Notes to news Editors

1.  Ms Gougeon previously announced a raft of new measures this week which will revitalise new planting. As a result, Scottish Forestry will implement the following actions:

  • Invest £1 million into training Scottish Forestry staff over the next two years to speed up the woodland creation application process;
    work closely with industry bodies and groups so that the training on developing and implementing woodland creation projects is expanded; 
  • Scottish Forestry will review and create more specialised teams to help deal with the more complex stages of the Forestry Grant Scheme that can delay woodland creation projects; 
  • Increase grant rates and eligibility for riparian planting across Scotland; 
  • Increasing the level of support for smaller scale woodland projects, to help counter recent inflationary pressures; 
  • Improve advice and information to farmers to help encourage them to integrate woodlands on their farms; 
  • Publish refreshed guidance on improving community engagement within the woodland creation application process; 
  • Carry out technical improvements and process enhancements and provide better management information for both Scottish Forestry staff and applicants to help speed up applications; and 
  • Scottish Forestry will also undertake a reprioritisation of its existing resources and areas of delivery to ensure that woodland creation is its key focus in all operations.
  • A key element in stimulating tree planting levels in the Forestry Grant Scheme. A public consultation exercise on the future forestry grant support has recently been completed on 17th May, with the results now being analysed. The Forestry Grant Scheme will be evolved into a package of grant support which will deliver better for Net Zero, the economy, environment and for communities.

2. Forestry and Land Scotland, which manages the national forests, is to increase its yearly planting levels from the current 500 hectares a year to 900 hectares by 2027/8.

3. The Scottish Forestry Summit will take place later in the summer.

4. Annual woodland creation targets were set out in the Scottish Government’s Climate Change Plan. Since 2021/1 they have risen yearly in steps from 12,000 hectares a year to 13,500 in 21/22, to 15,000 for 22/23. For 23/24 it will rise to 16,500ha and in 24/5 reach a target of 18,000 ha every year.

5. Previous new woodland planting figures are:

2017/18  - 7, 140 ha

2018/19  - 11, 210 ha

2019/20  - 11,050 ha

2020/21  - 10,660 ha

2021/22  - 10,480 ha

2022/23  - 8,190 ha

6. Annual new woodland creation statistics are managed by the Forest Research Agency. The planting figures are based between annual returns from April 1st to March 31st. For a woodland creation schemes hectares to count towards the targets, the trees must be planted and the grant claims submitted to Scottish Forestry.

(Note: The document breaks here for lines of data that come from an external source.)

PR #4, opened 2018-02-04
fix issue-3

ljgw:
Changes in this branch ensure
1. Multiple *produces* list-items result in the `hasMore` in all of them, except the last. (so, comma's in the correct locations in the generated code)
2. Only distinct media-types in *produces*

### DIFF
--- a/src/main/java/io/swagger/codegen/languages/DefaultCodegenConfig.java
+++ b/src/main/java/io/swagger/codegen/languages/DefaultCodegenConfig.java
@@ -1835,6 +1835,11 @@ public abstract class DefaultCodegenConfig implements CodegenConfig {
                     codegenOperation.getVendorExtensions().put(CodegenConstants.IS_RESPONSE_FILE_EXT_NAME, Boolean.TRUE);
                 }
             }
+            if (codegenOperation.produces != null){
+                Set<String> mediaTypes = new HashSet<String>();
+                codegenOperation.produces.removeIf(map -> !mediaTypes.add(map.get("mediaType")));
+                codegenOperation.produces.get(codegenOperation.produces.size() - 1).remove("hasMore");
+            }
             codegenOperation.responses.get(codegenOperation.responses.size() - 1).getVendorExtensions().put(CodegenConstants.HAS_MORE_EXT_NAME, Boolean.FALSE);
 
             if (methodResponse != null) {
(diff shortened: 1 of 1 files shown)


ljgw:
travis fails now - as far as I can see it's because the necessary version of guava (23) was updated in the swagger-codegen/pom.xml on the 17-01-2018, but travis seems to be using a snapshot of a few days earlier: 

> [INFO] Downloading from sonatype-snapshots: https://oss.sonatype.org/content/repositories/snapshots/io/swagger/swagger-codegen/3.0.0-SNAPSHOT/swagger-codegen-3.0.0-20180112.231844-20.pom

jmini:
@ljgw the problem is that `guava` no longer in the dependency tree is.

I have compared the last released version (`1.0.0-rc0`) and the current SNAPSHOT version.

Comparison of the dependency tree

`guava` version `23.0` was provided by `swagger-codegen` (version `3.0.0-rc0`). With the current `3.0.0-SNAPSHOT` version, this is no longer the case.

See issue #5

jmini:
You can rebase your change on top of PR #6, but as I wrote there this only solves the first errors mentionned in your Travis Build:

```
[ERROR] Failed to execute goal org.apache.maven.plugins:maven-compiler-plugin:3.6.1:compile (default-compile) on project swagger-codegen-generators: Compilation failure: Compilation failure: 
[ERROR] /home/travis/build/swagger-api/swagger-codegen-generators/src/main/java/io/swagger/codegen/languages/java/AbstractJavaCodegen.java:[4,30] package com.google.common.base does not exist
[ERROR] /home/travis/build/swagger-api/swagger-codegen-generators/src/main/java/io/swagger/codegen/languages/DefaultCodegenConfig.java:[4,30] package com.google.common.base does not exist
[ERROR] /home/travis/build/swagger-api/swagger-codegen-generators/src/main/java/io/swagger/codegen/languages/DefaultCodegenConfig.java:[5,33] package com.google.common.collect does not exist
[ERROR] /home/travis/build/swagger-api/swagger-codegen-generators/src/main/java/io/swagger/codegen/languages/DefaultCodegenConfig.java:[63,24] cannot find symbol
```

jmini:
now that #7 is fixed, rebasing on master should help your change

ljgw:
Thanks, @jmini. travis-ci will still fail because it cannot find  `./mvnw`, but at least everything compiles now on travis-ci.

jmini:
Some code was pushed on master for `mvnw`(see #8)

ljgw:
Some more code was pushed on master to fix the travis-ci build, and now it passes! I rebased on master and pushed.

HugoMario:
thanks @ljgw and @jmini i just merged the PR.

7. Scottish Forestry doesn’t own or manage any forests or woodlands and therefore does not plant any of the trees. It manages the applications for woodland creation projects from landowners and administers the forestry grants given to stimulate the new planting.

8. Over 95% of all new planting in Scotland is carried out by the private sector, charities and other rural landowners, with the rest being generated by Forestry and Land Scotland.

9. Attracting new talent into the forestry sector is vital for its future. Forestry and Land Scotland has had 19 apprentices over the last two years of which 16 went into employment within the agency. Seven further apprentices will start in August this year and 16 more will be recruited with a view to starting in January next year.  Scottish Forestry has increased its staffing by 20% over the past couple of years, with 21 staff being at Assistant Woodland Officer level, to meet the extra demand for woodland creation in Scotland and is providing a comprehensive training development programme.